No se hagan una idea equivocada de mí. No soy una yogui, ni mucho menos una persona con un cuerpo elástico y flexible, capaz de doblarse en tres y meterse en una maleta. Más bien lo contrario. Pero a las profes de mi centro de yoga de Sanlitun, entonces el barrio más moderno de Pekín, les daba igual si conseguía hacer el spagat o aguantarme haciendo el pino. La cuestión era imitar sus movimientos y respiraciones y aguantar el final de la clase sin caerse de bruces. Porque la postura final, Savasana, era la mejor de todas: tumbarse bocarriba y cubrirse con una manta durante unos minutos. Salía de allí como flotando, con la cabeza en “modo avión”, y de pronto me daba igual si mis reportajes gustarían al nuevo redactor-jefe o si mi ex se habría liado con otra.

“Seguramente practicabas yin yoga”, me aclaró hace poco un profesor de mi actual centro de yoga en Barcelona (llamémosle Alex). El yin yoga es una modalidad moderna, creada en los 70 en EEUU, que incorpora conceptos taoístas como el yin y el yang y otros principios de la medicina tradicional china. A diferencia del hatha o el vinyasa, los estilos más populares aquí, el yin yoga es más lento: las posturas se mantienen durante más tiempo y la práctica tiene un enfoque más meditativo. La explicación de Alex encajaba con el estilo de las clases en Yoga Yard, mi antigua escuela pekinesa, que todavía hoy existe. Leo en su web que fue fundada en 2002 por dos californianas amantes del yoga con intención de abrir el primer centro moderno de yoga y mindfulness de Pekín (antes de que llegaran ellas, en Pekín el yoga solo se practicaba en gimnasios y centros deportivos).

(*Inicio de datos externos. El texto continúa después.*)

PR #2122, opened 2020-11-19
Fix emotion label not being applied to components with numbers in name

dcastil:
**What**:

Fixes emotion label in development not being applied to components with numbers in component name.

```js
/** @jsx jsx */
import { jsx } from '@emotion/react'

// className: css-2a3l4r-MyComponent
const MyComponent = () => <div css={{}}  />

// className: css-fhsrqh
const MyComponentNo1 = () => <div css={{}}  />
```

**Why**:

Components with numbers in their name deserve the same love and recognition within the Elements tab in Chrome devtools!

**How**:

Adding numbers to the regex which is used to identify the emotion label.

**Checklist**:

- [ ] Documentation
- [ ] Tests
- [x] Code complete
- [x] Changeset

### DIFF
--- a/.changeset/nasty-starfishes-retire.md
+++ b/.changeset/nasty-starfishes-retire.md
@@ -1,0 +1,5 @@
+---
+'@emotion/react': patch
+---
+
+Fix emotion label not being applied to components with numbers in name
--- a/.changeset/nasty-starfishes-retire.md
+++ b/.changeset/nasty-starfishes-retire.md
@@ -2,4 +2,4 @@
 '@emotion/react': patch
 ---
 
-Improved label extraction from the stack traces. We should be able to extract labels from components with numbers in their names now.
+Improved label extraction from the stack traces to handle components with numbers in their names.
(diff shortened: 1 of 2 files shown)


Andarist:
Looks good, could u add a changeset?

dcastil:
@Andarist I added the changeset. 😊

.changeset/nasty-starfishes-retire.md
```diff
@@ -0,0 +1,5 @@
+---
+'@emotion/react': patch
+---
+
+Fix emotion label not being applied to components with numbers in name
```
Andarist, line 5:
```suggestion
Improved label extraction from the stack traces. We should be able to extract labels from components with numbers in their names now.
```

.changeset/nasty-starfishes-retire.md
```diff
@@ -0,0 +1,5 @@
+---
+'@emotion/react': patch
+---
+
+Improved label extraction from the stack traces. We should be able to extract labels from components with numbers in their names now.
```
Andarist, line 5:
```suggestion
Improved label extraction from the stack traces to handle components with numbers in their names.
```

Andarist:
Thanks!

En España, igual que en China, tanto el yoga como el pilates han tenido un boom espectacular en los últimos diez años. Un informe elaborado por la Universidad de Sevilla en 2018 citado por el diario Cinco Días confirmaba que en España hay 5,2 millones de personas abonadas a un club de gimnasio, y se estima que 1,1 millones de estas practican yoga o pilates. El mismo informe apunta que el 22,7% de estos usuarios practica actividades de cuerpo-mente.

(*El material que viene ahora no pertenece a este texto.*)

Issue #2118, opened 2020-11-18
[Documentation] Should "advanced" vanilla emotion ssr be documented (v11)


Jareechang:
**Description:**

#### ⚠️ Note: I'm using version 11 for the packages

I noticed on the [@emotion/css page](https://emotion.sh/docs/@emotion/css) documentation page that [Server Side Rendering](https://emotion.sh/docs/ssr#api) goes to the "Default Approach" and "Advanced Approach". 

Do we intend to document the "Advanced Approach" for vanilla emotion ?

I followed the "advanced approach" but couldn't get it to work. However, I figured it out. 

It should use "cache" from the `@emotion/css` pkg which is different than the docs. Otherwise, no css will be extracted in `extractCritical` call.

#### To get SSR to work on vanilla emotion, I used:

```diff
import createEmotionServer from '@emotion/server/create-instance'
+import { cache } from '@emotion/css'
-import createCache from '@emotion/cache'
import { CacheProvider } from '@emotion/react';

const key = 'custom';
-const cache = createCache({ key })
const { extractCritical } = createEmotionServer(cache);

```

Please let me know what you think. I can PR the change if we are ok with updating. 

**Documentation links:**

[@emotion/css details page](https://emotion.sh/docs/@emotion/css) 
["Server Side Rendering" link out](https://emotion.sh/docs/ssr#api) 
["Default Approach" SSR](https://emotion.sh/docs/ssr#default-approach)
["Advanced Approach" SSR](https://emotion.sh/docs/ssr#advanced-approach)

Andarist:
Sure - more documentation the better.

kireerik:
Here is a full example:
- # [refo](https://github.com/kireerik/refo)

&nbsp;
example:

index/
- [style](https://github.com/kireerik/refo/tree/48072d16f27d007e5c16d628cec1c00a91a67235/example/index/style)/

   - [instance/index.js](https://github.com/kireerik/refo/blob/48072d16f27d007e5c16d628cec1c00a91a67235/example/index/style/instance/index.js)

Después de casi diez años sin practicar yoga, he decido retomar la práctica. Mis condiciones físicas son incluso más deplorables que antes –en cada clase constato que mis piernas son como de madera y pienso que voy a romperme en dos en alguna postura–, pero, como dice Alex, da igual, porque “tú, Andrea, el yoga lo respiras”. Tengo la sensación de que se reía un poco de mí, pero es cierto que yo hago bien eso de aguantar toda la clase respirando solo por la nariz (una de las claves del yoga). Alex también me aseguró que no soy la peor de sus clases, pero que no me preocupara por eso, “porque en yoga no hay niveles”. No hay niveles, pero la frustración está ahí mismo, delante de mis narices, cuando veo a Alex, a sus 57 años, haciendo posturas imposibles y con un cuerpo más en forma que cualquiera de mi edad. “Era el típico deportista, corría, jugaba al fútbol… se me dan bien los deportes, así que también decidí probar el yoga”, me dijo, lamentando no poder contarme algo más místico sobre cómo empezó su afición al yoga. No fue debido a ninguna enfermedad, ninguna crisis existencial, ninguna ruptura amorosa. Él por las mañanas sigue teniendo su trabajo habitual y no ha cambiado su nombre a “rayo verde del amanecer”. Me tranquilizó.

Hubo una etapa de mi vida en que le cogí manía al yoga y a los yoguis. Quizás porque el yoga me robó a una amiga. Ocurrió de forma paulatina. Ella había dejado su trabajo para convertirse en profe de yoga y hacía tiempo que no nos veíamos. Un buen día quedamos, le conté que había roto con mi pareja después de siete años, y me respondió, tan pancha: “Si tú estás bien, todo irá bien”. No supo entender que lo único que necesitaba era que me llevara a tomar unas birras y a reírnos un rato.  

Con el tiempo, la he perdonado. A ella, y al yoga. Porque he visto que los profes de yoga tienen eso de soltar frases raras como “y ahora camina con tus glúteos hasta el final de la esterilla”, “y ahora separa los hombros de las orejas” –y solo es cuestión de saber interpretarlos–. Mi favorita es esta: “Y ahora siente que tu corazón quiere estar por delante de tus pies”. Mientras la escuchaba, intentando no partirme la crisma, pensé que era una bonita forma de decir que tienes ganas de enamorarte.